> _WHAT IS BEING ASKED_: Would you find each line in the entries below with the string "over" and copy it?

(Stored items)
+===+

PR #130, opened 2020-03-07
broker: without automatic PMTU, tell client about static PMTU

RalfJung:
this informs the client about our MTU so both sides use the same


RalfJung:
@kaechele what do you think about this? How do you handle MTUs in your network?

mitar:
Why would automatic PMTU not work?

mitar:
So Tunneldigger has a custom implementation.

RalfJung:
We talked about this a while ago in https://github.com/wlanslovenija/tunneldigger/issues/62. Note that tunneldigger already has support for disabling auto-PMTU, this just improves that support.

I also think that for our use-case, automatic PMTU is rather useless: we are running a batman mesh network on top of tunneldigger, and the entire mesh is a single layer 2 domain. This means the entire mesh needs to have a single MTU. I do not see how determining precisely the MTU of each tunnel is useful when on top of that tunnel, we anyway need to work with a single MTU that works for everyone. That's why we statically configure a suitably small tunneldigger MTU in our network, which seems to work.

mitar:
I see. Thanks.

RalfJung:
All right, merging then. We've been using this in production for a few weeks now.

PR #131, opened 2020-03-07
check for endpoint change on all messages, not just CREATE_TUNNEL

RalfJung:
This check can be done for all messages, and with broken kernels it can indeed go wrong for all messages, to check it properly.


kaechele:
Please squash the two merge commits. Otherwise LGTM.

Issue #129, opened 2020-03-07
Incoming messages get incorrectly dispatched to broker


RalfJung:
We re-landed @kaechele's NAT removal, but things are still going very wrong: once I have more than just 1 or 2 clients (I am not sure if there is a fixed limit, but with 2 clients things still seemed to work fine), connections start to drop. The server thinks that the client timed out.

I added some extra logging, and from what I can see, incoming messages from the client often arrive at the (2-tuple) broker socket, not at the (4-tuple) tunnel socket. So despite what @kaechele said [here](https://github.com/wlanslovenija/tunneldigger/pull/115#issuecomment-581429934), there does not seem to be a guarantee that messages with a matching 4-tuple socket do indeed get delivered to that socket.

This is on Debian buster:
```
$ uname -a
Linux gw1.saar.freifunk.net 4.19.0-8-amd64 #1 SMP Debian 4.19.98-1 (2020-01-26) x86_64 GNU/Linux
```

RalfJung:
When using the backports kernel, the issues goes away.
```
$ uname -a
Linux gw1.saar.freifunk.net 5.4.0-0.bpo.3-amd64 #1 SMP Debian 5.4.13-1~bpo10+1 (2020-02-07) x86_64 GNU/Linux
```
However, requiring a 5.4 kernel seems a bit excessive...

RalfJung:
I also tried some [awful hacks](https://github.com/freifunk-saar/tunneldigger/tree/nonat) that only use one socket per broker. However, then I get "OSError: Netlink error: Device or resource busy (16)" when the second tunnel is created. Maybe the kernel does not support more than one l2tp tunnel per socket?

Also the tunnel didn't actually seem to transport any data, but that could easily be some silly mistake somewhere in my hacks.

RalfJung:
I'll make a guess and say that [this commit](https://git.kernel.org/pub/scm/linux/kernel/git/stable/linux.git/commit/?id=4cdeeee9252af1ba50482f91d615f326365306bd) could be the one fixing the bug here. It first appeared in 5.0, and unfortunately does not seem to have been backported.

kaechele:
> I'll make a guess and say that [this commit](https://git.kernel.org/pub/scm/linux/kernel/git/stable/linux.git/commit/?id=4cdeeee9252af1ba50482f91d615f326365306bd) could be the one fixing the bug here. It first appeared in 5.0, and unfortunately does not seem to have been backported.

[...]

PR #135, opened 2020-03-17
Better error and docs for our kernel requirements

RalfJung:
Fixes https://github.com/wlanslovenija/tunneldigger/issues/129

### DIFF
--- a/HISTORY.rst
+++ b/HISTORY.rst
@@ -24,8 +24,11 @@ vNEXT
 * Improve client behavior on broker failure, and decrease some reconnect
   timeouts.
 * Removed dependency on Netfilter.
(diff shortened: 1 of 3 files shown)


kaechele:
I'll deploy this today. I'm a little concerned with performance as we loop over every tunnel for each message we receive.

RalfJung:
> I'll deploy this for testing today.

Thanks!

> I'm a little concerned with performance as we loop over every tunnel for each message we receive.

We only do that for messages we receive on the broker, i.e., for new clients. Messages that go to a tunnel socket don't get any checking.

kaechele:
This has been running on one of our gateways in production now for the last week. No issues.
LGTM

RalfJung:
Awesome, thanks for testing!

+===+

> _EXERCISE SOLUTION_:
I'll deploy this today. I'm a little concerned with performance as we loop over every tunnel for each message we receive.
> I'm a little concerned with performance as we loop over every tunnel for each message we receive.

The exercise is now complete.